Lorsque les premiers référenceurs black-hat ont commencé à utiliser le content-spinning, ils ne faisaient pas dans la qualité. Il suffit de se rappeler des splogs et des bouillies de texte produites à l’époque, n’est-ce pas, Rudy 😉 . Mais à ce moment-là, Google était complètement dépassé et ça fonctionnait. Ça a fonctionné pendant des années. Aujourd’hui, et depuis quelques années déjà, ça ne fonctionne plus, Google a développé des filtres bien plus sophistiqués qui lui permettent de ne pas prendre en compte la bouillie de texte et pour aller encore plus loin dans la démarche, des milliers de personnes (les quality-raters) passent en revue des millions de sites tous les ans afin de filtrer ce que l’algorithme de Google a laissé passer. Google analyse d’ailleurs les actions de ces quality-raters afin d’améliorer son algorithme.

Comment le content-spinning s’est-il adapté aux progrès de Google ?

Dans tous les métiers, vous trouverez de bons artisans et de moins bons. Le content-spinning n’échappe pas à cette règle. Si vous conservez ce que cette technique a de meilleur dans son principe, si vous rassemblez des spécialistes des algorithmes, des mathématiciens, des statisticiens, d’excellents rédacteurs, des chercheurs en traitement automatique du langage et des développeurs, vous pouvez alors déboucher sur un niveau de service qui permet d’obtenir des résultats qui dépassent toutes les espérances. Les meilleurs prestataires en content-spinning sont aujourd’hui en mesure de produire des articles d’une qualité telle qu’ils peuvent être publiés sur des money-sites, avec des niveaux de similarité que l’on peut contrôler et filtrer.

Parlons des niveaux de similarité justement. Google a déposé par brevet une méthodologie (simhash) qu’il applique au niveau de son moteur de recherche pour évaluer le niveau de similarité entre 2 textes. C’est ce même brevet qui a permis le développement d’outils qui, à partir d’un spin, vont permettre de comparer et d’extraire les x articles les plus éloignés ou, au choix, tous les articles dont le seuil de similitude maximum est de x%. Si vous fixez par exemple un taux de similitude maximum de 15%, cela signifie concrètement qu’au sein d’un lot de plusieurs milliers d’articles, vous aurez au maximum 15% de similitude entre les 2 articles les plus similaires. Autant dire qu’à de tels niveaux, Google ne peut plus faire d’exclusion, cela reviendrait à exclure une trop grande partie du web.

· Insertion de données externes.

PR #365, opened 2020-01-09
Fix QuickSeek when media control is visible

BruunoMM:
Goal
-
To make `QuickSeek` work when the media control is visible and there are `Overlay` plugins.

How To Test
-
1. Play a video
1. Make the media control visible
1. Double tap on the sides
1. The quick seek should take effect

### DIFF
--- a/Tests/Clappr_Tests/Classes/Plugin/Core/MediaControl/QuickSeekMediaControlPluginTests.swift
+++ b/Tests/Clappr_Tests/Classes/Plugin/Core/MediaControl/QuickSeekMediaControlPluginTests.swift
@@ -77,11 +77,14 @@ class QuickSeekMediaControlPluginTests: QuickSpec {
                         mediaControl.render()
                         playButton.view.layoutIfNeeded()
                         mediaControl.view.layoutIfNeeded()
+                        
                     }
                     
                     context("and it collides with that plugin") {
                         it("does not seek") {
-                            let shouldSeek = quickSeekPlugin.shouldSeek(point: CGPoint(x: 100, y: 100))
+                            let playButtonCenterInMediaControlCoordinate = playButton.view.convert(playButton.view.center, to: mediaControl.mediaControlView)
+                            
+                            let shouldSeek = quickSeekPlugin.shouldSeek(point: playButtonCenterInMediaControlCoordinate)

Mieux encore : si on comparait les taux de similarité obtenus pour 5.000 articles triés à partir d’un spin et 5.000 articles portant sur le même sujet et produits par 50 rédacteurs (à raison de 100 articles par rédacteur), il y a fort à parier que les taux de similarité maximum seraient moins bons du côté des 50 rédacteurs. Le test n’a pas été fait sur des volumes aussi importants mais sur 500 articles rédigés par 5 rédacteurs, les résultats étaient sans appel, les taux de similitude maxi montaient à 38%.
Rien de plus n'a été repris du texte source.